**REQUIREMENT:**
Whenever a line in the entries below contains "GRPC", copy that line.
[Opening DATA EXCERPTS section]
PR #1200, opened 2022-03-02
fix: GetNodeInfo should succeed when IMDS is unavailable

### LINKED ISSUE #1198: Instance metadata access from a Windows node
**What happened**:
The instance metadata endpoint can't be accessed from a Windows node because of the Windows container not running in the same network as the host, we have applied a workaround with an internal patch where we use the kube API server to fetch some of the info needed by CSI's `NodeGetInfo`, with this patch we went from not being able to fulfill the request (which previously showed these logs):

```
azuredisk-plugin I0218 00:03:35.165776    9572 utils.go:84] GRPC response: {"name":"disk.csi.azure.com","vendor_version":"v1.11.0"}
azuredisk-plugin I0218 00:03:36.911998    9572 utils.go:77] GRPC call: /csi.v1.Node/NodeGetInfo
azuredisk-plugin I0218 00:03:36.911998    9572 utils.go:78] GRPC request: {}
azuredisk-plugin W0218 00:03:57.924669    9572 nodeserver.go:334] get instance type(w4abj7whz000000) failed with: Get "http://169.254.169.254/metadata/instance?api-version=2019-03-11&format=json": dial tcp 169.254.169.254:80: conne
ctex: A connection attempt failed because the connected party did not properly respond after a period of time, or established connection failed because connected host has failed to respond.
azuredisk-plugin W0218 00:04:18.951384    9572 nodeserver.go:358] get zone(w4abj7whz000000) failed with: Get "http://169.254.169.254/metadata/instance?api-version=2019-03-11&format=json": dial tcp 169.254.169.254:80: connectex: A c
onnection attempt failed because the connected party did not properly respond after a period of time, or established connection failed because connected host has failed to respond.
azuredisk-plugin I0218 00:04:18.951384    9572 nodeserver.go:387] not found a matching size in getMaxDataDiskCount, VM Size: , use default volume limit: 16
azuredisk-plugin I0218 00:04:18.951384    9572 utils.go:84] GRPC response: {"accessible_topology":{"segments":{"topology.disk.csi.azure.com/zone":""}},"max_volumes_per_node":16,"node_id":"w4abj7whz000000"}
```

To the patched version which is able to pull the necessary info from the kube API server

```
    azuredisk-plugin I0223 20:44:13.764467   14248 utils.go:77] GRPC call: /csi.v1.Node/NodeGetInfo
    azuredisk-plugin I0223 20:44:13.764467   14248 utils.go:78] GRPC request: {}
    azuredisk-plugin I0223 20:44:13.777684   14248 nodeserver.go:373] Attempting to get the Zone from the kube API server
    azuredisk-plugin I0223 20:44:13.777684   14248 nodeserver.go:386] NodeGetInfo, nodeName: w4abj7whz000000, failureDomain: eastus-1, region: eastus
    azuredisk-plugin I0223 20:44:13.777684   14248 nodeserver.go:400] Attempting to get the InstanceType from the kube API server
    azuredisk-plugin I0223 20:44:13.777684   14248 nodeserver.go:429] got a matching size in getMaxDataDiskCount, VM Size: STANDARD_B2S, MaxDataDiskCount: 4
    azuredisk-plugin I0223 20:44:13.777684   14248 utils.go:84] GRPC response: {"accessible_topology":{"segments":{"topology.disk.csi.azure.com/zone":"eastus-1","topology.kubernetes.io/zone":"eastus-1"}},"max_volumes_per_node":4,"node_
    id":"w4abj7whz000000"}
```

The patch that we have introduced internally conflicts with the new flag `--supportZone` added recently in https://github.com/kubernetes-sigs/azuredisk-csi-driver/pull/1196

I'm going to create a dummy PR with the patch and link it to this issue, please let me know your thoughts

andyzhangx:
**What type of PR is this?**
/kind bug

fix: GetNodeInfo should succeed when IMDS is unavailable

`get-node-info-from-labels` flag is added, if it's set as `true`, only get zone and instance type from node labels, if it's `false`, get zone and instance type from IMDS first, and fall back to get zone and instance type from node labels if IMDS failed.

Fixes #1198

**Requirements**:
  
- [ ] includes documentation
- [ ] adds unit tests

**Release note**:
```
fix: GetNodeInfo should succeed when IMDS is unavailable
```


test/external-e2e/run.sh
```diff
@@ -34,7 +34,7 @@ setup_e2e_binaries() {
     tar -xvf e2e-tests.tar.gz && rm e2e-tests.tar.gz
 
     # test on alternative driver name
-    export EXTRA_HELM_OPTIONS="--set controller.runOnMaster=true --set controller.replicas=1 --set driver.name=$DRIVER.csi.azure.com --set controller.name=csi-$DRIVER-controller --set linux.dsName=csi-$DRIVER-node --set windows.dsName=csi-$DRIVER-node-win"
+    export EXTRA_HELM_OPTIONS="--set controller.disableAvailabilitySetNodes=true --set controller.replicas=1 --set driver.name=$DRIVER.csi.azure.com --set controller.name=csi-$DRIVER-controller --set linux.dsName=csi-$DRIVER-node --set windows.dsName=csi-$DRIVER-node-win"
```
mauriciopoppe, line 37: is `controller.disableAvailabilitySetNodes=true` part of #1198?

pkg/azuredisk/nodeserver.go
```diff
@@ -324,6 +324,11 @@ func (d *Driver) NodeGetInfo(ctx context.Context, req *csi.NodeGetInfoRequest) (
 		Segments: map[string]string{topologyKey: ""},
 	}
 
+	failureDomain, instanceType, err := getNodeInfoFromAPIServer(ctx, d.NodeID, d.cloud.KubeClient)
```
mauriciopoppe, line 327: this impl is always trying to get the API server, in the patch I sent I think it was behind a flag

pkg/azuredisk/nodeserver.go
```diff
@@ -335,25 +340,28 @@ func (d *Driver) NodeGetInfo(ctx context.Context, req *csi.NodeGetInfoRequest) (
 			zone, zoneError = d.cloud.GetZone(ctx)
```
mauriciopoppe, line 340: /hold

if `d.supportZone` is true and we're in a Windows node that doesn't have access to the metadata server then we'll always attempt to make this request (which times out but after some time), this means that the NodeGetInfo call will not succeed after some time has passed.

In the patch I made sure that if we get info from the API server that we no longer make requests to the metadata server, therefore NodeGetInfo succeeded with a single request

Setting `d.supportZone` to false through a cli flag would skip this block but the impl above is already trying to fetch info from the metadata server anyways

Is there a case where we would need `d.supportZone` given that the node component can get it from the kube API server?

pkg/azuredisk/nodeserver.go
```diff
@@ -363,10 +371,13 @@ func (d *Driver) NodeGetInfo(ctx context.Context, req *csi.NodeGetInfoRequest) (
 				return nil, status.Error(codes.Internal, "failed to get instances from cloud provider")
```
mauriciopoppe, line 371: same comment as https://github.com/kubernetes-sigs/azuredisk-csi-driver/pull/1200/files#r817990940

test/external-e2e/run.sh
andyzhangx: this is another commit: https://github.com/kubernetes-sigs/azuredisk-csi-driver/pull/1200/commits/d2084568588093c749378ad0dadc9fd0e3a95ea9, you could ignore this

pkg/azuredisk/nodeserver.go
andyzhangx: from the logs, I could see after timeout, it could proceed in `NodeGetInfo`, since `NodeGetInfo` is one time operation, I would suggest always get zone from instance metadata first (it's always accurate), and if failed with timeout, then get zone info from node labels.

```
azuredisk-plugin I0218 00:03:36.911998    9572 utils.go:77] GRPC call: /csi.v1.Node/NodeGetInfo
azuredisk-plugin I0218 00:03:36.911998    9572 utils.go:78] GRPC request: {}
azuredisk-plugin W0218 00:03:57.924669    9572 nodeserver.go:334] get instance type(w4abj7whz000000) failed with: Get "http://169.254.169.254/metadata/instance?api-version=2019-03-11&format=json": dial tcp 169.254.169.254:80: conne
ctex: A connection attempt failed because the connected party did not properly respond after a period of time, or established connection failed because connected host has failed to respond.
azuredisk-plugin W0218 00:04:18.951384    9572 nodeserver.go:358] get zone(w4abj7whz000000) failed with: Get "http://169.254.169.254/metadata/instance?api-version=2019-03-11&format=json": dial tcp 169.254.169.254:80: connectex: A c
onnection attempt failed because the connected party did not properly respond after a period of time, or established connection failed because connected host has failed to respond.
azuredisk-plugin I0218 00:04:18.951384    9572 nodeserver.go:387] not found a matching size in getMaxDataDiskCount, VM Size: , use default volume limit: 16
```

pkg/azuredisk/nodeserver.go
andyzhangx: what about this? if get failureDomain and instanceType failed from instance metadata, then we always fall back to get from apiserver? use a flag to control this behavior is difficult to use (always need manual config). And even get from instance metadata timeout, it would proceed to get from apiserver.

mauriciopoppe: > if get failureDomain and instanceType failed from instance metadata

If it's not available then the call will block for some time before it times out and continues, it'd be great if we could instead continue immediately if we detected that the metadata server is unavailable, my concern is with the time NodeGetInfo takes before it succeeds

pkg/azuredisk/nodeserver.go
mauriciopoppe: Please look at https://github.com/kubernetes-sigs/azuredisk-csi-driver/pull/1200#discussion_r818392423, the concern is the blocking call, in the example it took around 40s to timeout (I guess 20s per blocking call) before continuing

pkg/azuredisk/nodeserver.go
andyzhangx: sure, I will change the logic a little, and also I found this requires nodes get role: https://github.com/kubernetes-sigs/azuredisk-csi-driver/pull/1200/commits/f2014c514fb7e3e6952d8502b1459145a38a39de

pkg/azuredisk/nodeserver.go
andyzhangx: already added `get-node-info-from-labels` flag, if it's set, then only get node info from node labels. PTAL.

pkg/azuredisk/nodeserver.go
```diff
@@ -326,20 +326,28 @@ func (d *Driver) NodeGetInfo(ctx context.Context, req *csi.NodeGetInfoRequest) (
...
-			zone      cloudprovider.Zone
-			zoneError error
+			zone cloudprovider.Zone
+			err  error
 		)
-		if runtime.GOOS == "windows" && (!d.cloud.UseInstanceMetadata || d.cloud.Metadata == nil) {
-			zone, zoneError = d.cloud.VMSet.GetZoneByNodeName(d.NodeID)
+
+		if d.getNodeInfoFromLabels {
+			zone.FailureDomain, _, err = getNodeInfoFromLabels(ctx, d.NodeID, d.cloud.KubeClient)
```
mauriciopoppe, line 334: This is a nit that was noticed by @msau42 while reviewing the internal PR, we're making 2 calls to the API server, in the proposed WIP PR I think I made a call to it once and with the returned node object I the properties needed e.g. the failure domain label here and the instance type later.

An additional call to the API server is not a concern though.

pkg/azuredisk/nodeserver.go
```diff
@@ -349,23 +357,34 @@ func (d *Driver) NodeGetInfo(ctx context.Context, req *csi.NodeGetInfoRequest) (
...
+				} else {
+					instanceType, err = instances.InstanceType(ctx, types.NodeName(d.NodeID))
+				}
 			}
-			var err error
-			if instanceType, err = instances.InstanceType(ctx, types.NodeName(d.NodeID)); err != nil {
+			if err != nil {
 				klog.Warningf("get instance type(%s) failed with: %v", d.NodeID, err)
 			}
+			if instanceType == "" {
```
mauriciopoppe, line 381: this is interesting, in which scenarios would this if block execute? I guess if `d.getNodeInfoFromLabels` is false and somehow the other instance metadata requests timed out right?

andyzhangx: yes, when instance metadata requests timed out, fall back to get instance type from node labels

pkg/azuredisk/nodeserver.go
andyzhangx: with https://github.com/kubernetes-sigs/azuredisk-csi-driver/pull/1200/commits/8bfdfe4db6cb0937391070fadaf256da10cbd489, there is only one call to api server now, PTAL.

pkg/azurediskplugin/main.go
```diff
@@ -45,6 +45,7 @@ var (
 	driverName                 = flag.String("drivername", consts.DefaultDriverName, "name of the driver")
 	volumeAttachLimit          = flag.Int64("volume-attach-limit", -1, "maximum number of attachable volumes per node")
 	supportZone                = flag.Bool("support-zone", true, "boolean flag to get zone info in NodeGetInfo")
+	getNodeInfoFromLabels      = flag.Bool("get-node-info-from-labels", false, "boolean flag to get zone info from node labels in NodeGetInfo")
```
mauriciopoppe, line 48: I'm wondering if this flag should be set to true in the Windows image cli flags too

andyzhangx: I don't think so, we already have fall back in this PR which could ensure if IMDS does not work, get zone and instance type still works. I would work out another PR to support this setting in helm chart install.

pkg/azuredisk/nodeserver.go
```diff
@@ -324,22 +324,32 @@ func (d *Driver) NodeGetInfo(ctx context.Context, req *csi.NodeGetInfoRequest) (
...
+	var err error
+
 	if d.supportZone {
-		var (
-			zone      cloudprovider.Zone
-			zoneError error
-		)
-		if runtime.GOOS == "windows" && (!d.cloud.UseInstanceMetadata || d.cloud.Metadata == nil) {
-			zone, zoneError = d.cloud.VMSet.GetZoneByNodeName(d.NodeID)
+		var zone cloudprovider.Zone
```
mauriciopoppe, line 331: I believe that the code is correct however I think it's a little bit hard to read, it might be a good idea to refactor this into a function so that we can return the zone as soon as it's available (same thing for the instance type), I don't think I have a concern about the logic though.

Thanks for making the change.

pkg/azuredisk/nodeserver.go
mauriciopoppe: thanks for making the changes, I added this comment https://github.com/kubernetes-sigs/azuredisk-csi-driver/pull/1200#discussion_r819297469 and I think that the logic is good.

/remove-hold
[Closing DATA EXCERPTS section]
**SOLVED EXERCISE:**
azuredisk-plugin I0218 00:03:35.165776    9572 utils.go:84] GRPC response: {"name":"disk.csi.azure.com","vendor_version":"v1.11.0"}
azuredisk-plugin I0218 00:03:36.911998    9572 utils.go:77] GRPC call: /csi.v1.Node/NodeGetInfo
azuredisk-plugin I0218 00:03:36.911998    9572 utils.go:78] GRPC request: {}
azuredisk-plugin I0218 00:04:18.951384    9572 utils.go:84] GRPC response: {"accessible_topology":{"segments":{"topology.disk.csi.azure.com/zone":""}},"max_volumes_per_node":16,"node_id":"w4abj7whz000000"}
    azuredisk-plugin I0223 20:44:13.764467   14248 utils.go:77] GRPC call: /csi.v1.Node/NodeGetInfo
    azuredisk-plugin I0223 20:44:13.764467   14248 utils.go:78] GRPC request: {}
    azuredisk-plugin I0223 20:44:13.777684   14248 utils.go:84] GRPC response: {"accessible_topology":{"segments":{"topology.disk.csi.azure.com/zone":"eastus-1","topology.kubernetes.io/zone":"eastus-1"}},"max_volumes_per_node":4,"node_
azuredisk-plugin I0218 00:03:36.911998    9572 utils.go:77] GRPC call: /csi.v1.Node/NodeGetInfo
azuredisk-plugin I0218 00:03:36.911998    9572 utils.go:78] GRPC request: {}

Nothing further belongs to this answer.